/BM25

A complete implementation of Okapi BM25 with five evaluation methods (precision, recall, MAP, P at N and NDCG at N), using only standard Python libraries.

Primary LanguagePythonMIT LicenseMIT

BM25

The script bm25.py searches the Cranfield collection using the BM25, with queries supplied by the user. And also it offers 5 evaluation methods (precision, recall, MAP, P at N and NDCG at N) to measure the efficiency; bPref method (Buckley & Voorhees, "Retrieval Evaluation with Incomplete Information", SIGIR 2004) is not provided here since complete relevance judgments are available.

For the first time one runs the script by simply typing python3 bm25.py (and all extra arguments are ignored), a human-readable JSON file called index.json is generated, containing a dictionary with terms and their stemming forms, term vectors, and lengths for each document abstract. From the second times onwards, index.json must exist in the same directory of the script and is used to calculate ranks. Mode can be selected by using the -m option: possible options are manual and evaluation and the default one is manual. Selecting evaluation will run and evaluate results for all queries in the cran.qry file. Also, in evaluation mode, an output file of BM25 evaluation results is created supposing -o option is present; the default value is evaluation_output.txt if no specific file name is given. For each query, there are exactly MOST_RELEVANT results to be returned. Each line in this text file has three fields, separated by spaces, as follows:

  1. Query ID.
  2. Document ID.
  3. Rank (beginning at 1 for each query).

And selecting manual will allow users to type queries from keyword until a stop word "QUIT" is entered or KeyboardInterrupt exception is raised. And in manual mode, the script maintains a buffer for typing history, which allows user to use arrow keys to browse history for current session. For each query, at most top MOST_RELEVANT relevant documents are printed.

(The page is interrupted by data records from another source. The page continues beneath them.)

PR #1030, opened 2015-05-06
this.replace is not a function

benjaminpick:
Hi,

when giving a non-string Id to the translate Filter, I am getting the error `TypeError: this.replace is not a function. Attached fix works for me.

(Use Case: I am using translation in tables that can contain labels as well as data.)

### DIFF
--- a/src/directive/translate.js
+++ b/src/directive/translate.js
@@ -100,7 +100,7 @@ function translateDirective($translate, $q, $interpolate, $compile, $parse, $roo
    * @returns {string} The string stripped of whitespace from both ends
    */
   var trim = function() {
-    return this.replace(/^\s+|\s+$/g, '');
+    return this.toString().replace(/^\s+|\s+$/g, '');
   };
 
   return {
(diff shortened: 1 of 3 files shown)


tspaeth:
Thanks for your contribution. Even though the check might make sense in general, I'm asking myself:

You're not translating values/data here, right? You're just expecting a non-string value to be returned as-is?!

benjaminpick:
Well ... you're right, the flaw is deeper in my application logic. However, it took some time for me to find out the reason for this, as angular doesn't give line numbers when intrapolating statements. So I guess an error would be fine if it would be more clearly angular-translate-related ...

For completenes, the tests should also do integer, undefined and so on. I will add them on Friday.

benjaminpick:
I have added the current return values in the commented part. Esp $translate([]) == {} is a bit inconsistent but you're right, this normally shouldn't happen.

knalli:
Thanks. Landed as 8616dca

PR #1045, opened 2015-05-26
fix(docs): fix typo in $translateChangeSuccess

kvetis:
fix typo in event name in EN FR RU UK docs
- if incorrectly copied the code did not work


knalli:
Thanks, landed as 89e2569

Issue #1056, opened 2015-05-29
$translationCache Unknown provider


Nighthawk14:
Hi,

I'm trying to set up the translation cache to be used in complement of $templateCache, because right now If I prepare all the templates during my production build, the translations are not working. 

When I load the `$translationCache` like that :
```js
.run(function($translationCache) {
    console.log($translationCache);
  });
```

Angular return me an `Unknown provider` Error. I saw that the service :
`/src/service/translationCache.js` is not loaded in Grunt, so I guess it's missing during the build of the library and so the `angular-translate.js` file in the `bower-angular-translate` repository doesn't have the `$translationCache` factory.

And by the way, do you have an idea of how to get the translations working with the $templateCache, I can't find any workaround or examples :).

ps : I use the `StaticFilesLoader` to load my translations files

Thanks :),
Antoine.

tspaeth:
Yup, looks like you're right that during https://github.com/angular-translate/angular-translate/commit/b68560160ea51b07030b0cc0ebc4ece440546ad0 - the Gruntfile.js didn't get changed / that file added.

@knalli can you have a look?

knalli:
Fix landed as 2fcbc60, in upcoming 2.7.1

PR #1057, opened 2015-05-30
fix(service): integrate translationCache into service distribution file

tspaeth:
The missing piece fix for #1056


knalli:
I wonder why we have added this feature.. looks to be a "less than 5% feature". :S

knalli:
Landed as 2fcbc60

PR #1053, opened 2015-05-28
feat($translateProvider): add a new option to force async reload

acourtiol:
Linked to issue #1051.

PR #1059, opened 2015-06-01
docs(loader): German docs addition to PR #1053

tspaeth:


knalli:
Landed in bdee77f (squashed)

PR #1070, opened 2015-06-08
Abort the last loader if not finished

yannickglt:
In some cases, two requests are sent to get different i18n files. Sometimes, the second request finishes before the first one (because the file is weightless for example) and then the last loaded language is not the expected one. 
To avoid this behavior, I interrupt the previous request (if it is currently pending) before executing the new request.

### DIFF
--- a/src/service/translate.js
+++ b/src/service/translate.js
@@ -965,7 +965,8 @@ function $translate($STORAGE_KEY, $windowProvider, $translateSanitizationProvide
           interpolatorHashMap = {},
           langPromises = {},
           fallbackIndex,
-          startFallbackIteration;
+          startFallbackIteration,
+          abortLoader;
 
       var $translate = function (translationId, interpolateParams, interpolationId, defaultTranslationText) {
 
@@ -1138,10 +1139,16 @@ function $translate($STORAGE_KEY, $windowProvider, $translateSanitizationProvide
           cache = $injector.get(cache);
         }
 
+        if (pendingLoader && abortLoader) {
+          abortLoader.resolve();
+        }
+        abortLoader = $q.defer();
+        
         var loaderOptions = angular.extend({}, $loaderOptions, {
           key: key,
           $http: angular.extend({}, {
-            cache: cache
+            cache: cache,
+            timeout: abortLoader.promise
           }, $loaderOptions.$http)
         });
 
--- a/test/unit/service/translate.spec.js
+++ b/test/unit/service/translate.spec.js
@@ -534,6 +534,164 @@ describe('pascalprecht.translate', function () {
   });
 
   // Spec for edge case: while preferred language is still loading,
+  //                     another language will be requested and
+  //                     is returning before the preferred one
+  // t0 ~ 0.0s           (request ab_CD)
+  // t1 ~ 0.5s           (request en_US)
+  // t2 ~ 1.5s           (response en_US)
+  // t3 ~ 2.0s           (response ab_CD)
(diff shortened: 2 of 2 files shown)


yannickglt:
Hi guys!
I proposed this PR to solve a bug we got on production. Do you think the solution I proposed is good?
If it is, could you accept the PR or how could I improve it to be acceptable?

knalli:
Due lack of time, this one has not got be reviewed.

Actually, we should always have covered the correct order of requests. We must have a deeper look into it.

yannickglt:
@knalli Do you think there is a better way to do that? You can tell me what do you expect and I'll try to make the changes.

knalli:
We have some tests regarding order of requests (slow/fast loaders in parallel).

knalli:
https://github.com/angular-translate/angular-translate/blob/92bc9551279fc2f5bc7daaedebc87adede8b3713/test/unit/service/translate.spec.js#L443-L620 in particular

knalli:
Meanwhile: Commit message style, PR origin and target branch are not correct regarding our contribution guideline. I think we (me) can handle this on the small (meta) changes, but you should take care of it next time.

note to ourselves: The review must take the tests into account, perhaps with an additional test.

knalli:
@yannickglt  You you please add a test covering YOUR intentional purpose doing this PR?

I just want to be sure this will work both for you and for us as expected. Ideally add the tests just right after the other "timing tests" (see here https://github.com/angular-translate/angular-translate/pull/1070#issuecomment-131618200).

yannickglt:
Sure! I'll do it asap. Thanks for your advice.

yannickglt:
That's done!

knalli:
Well done, thank you very much. Landed as dd4a8b4

daniel-franz:
This cancels the request for the fallback language in our case using the static files loader.
This is our configuration:

```
    $translateProvider.useStaticFilesLoader({
        prefix: 'locales/',
        suffix: '/translation.json'
    });

    $translateProvider
        .registerAvailableLanguageKeys(['de', 'en'], {
            'de*': 'de',
            'en*': 'en'
        })
        .determinePreferredLanguage()
        .fallbackLanguage('en');
```

In version 2.7.2 and before translations not available in "de" were read from "en". As the request to "en" gets canceled now, only items from "de" are available. Was that intended?

yannickglt:
No I guess it is not @daniel-franz. I will investigate on this issue and let you know.

eyoung1980:
I'm having the same issue as @daniel-franz.

I was loading the app with the browser language set as fr and then dynamically changing the language to en-GB but because the fallback language request had been cancelled the translations were not available.

In my case removing the fallbackLanguage and setting a default in registerAvailableLanguageKeys solved my issue.
```
$translateProvider.registerAvailableLanguageKeys(["en-GB", "fr-FR"], {
            "en*": "en-GB",
            "fr*": "fr-FR",
            "*": "en-GB",
        });
```

yannickglt:
@knalli the PR #1225 should fix the issue raised by @daniel-franz and @eyoung1980.

I removed the abort solution as it does not concern only the `translate#use` method, but also `translate#fallbackLanguage` (and possibly every method calling `translate#loadAsync`). I chose another solution targeting only the `translate#use` method. The goal of #1070 was to avoid that the slowness of some requests modify the order of the languages to use.

A new unit test covers the case described above. You can try running it on your master branch (which should fail because of #1070) and on #1225 to check that the PR does the trick.

knalli:
Thank you for the patch. Sorry for the delay.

Type python3 bm25.py -h for more help information.

Here is a list of all files in the repository:

  • bm25.py is the script to run.
  • stopwords.txt contains a list of words that one should not bother including in feature vectors.
  • porter.py is a Python implementation of the Porter stemming algorithm for English, downloaded from author's main page.
  • And in cran directory, there are the following files:
    • cran.all.1400 contains 1400 abstracts of aerodynamics journal articles (the Cranfield document collection).
      • Lines beginning with .I are ids for the abstracts.
      • Lines following .T are titles.
      • Lines following .A are authors.
      • Lines following .B are some sort of bibliographic notation.
      • Lines following .W are the abstracts.
    • cran.qry contains a set of queries numbered 1 through 365 (which contain 225 different queries).
      • Lines beginning with .I are ids for the queries.
      • Lines following .W are the queries.
    • cranqrel is an answer key. Each line consists of three numbers separated by a space:
      • the first number is the query id (1 through 225);
      • the second number is the abstract id (1 through 1400);
      • the third number is a number (-1, 1, 2, 3 or 4). These numbers represent how related the query is to the given abstract. Unrelated query / abstract pairs are not listed at all (they would get a score of 5): There are 1836 lines in cranqrel. If all combinations were listed, there would be 225 * 1400 = 315,000 lines. Here we treat -1 as being the best choice for the query, although the specifications do not say. We only use ones with relevance score less than or equal to RELEVANCE_SCORE_THRESHOLD (by default 4) and what each score stands for is elaborated in cranqrel.readme.
    • cranqrel.readme is the original README file to elaborate cranqrel file.

N.B.: the script may contains some tweaks working only on Cranfield collection, which may not be useful for other kinds of documents; for instance, no str.lower() operations are applied since actual contents in Cranfield collection are all lowercase.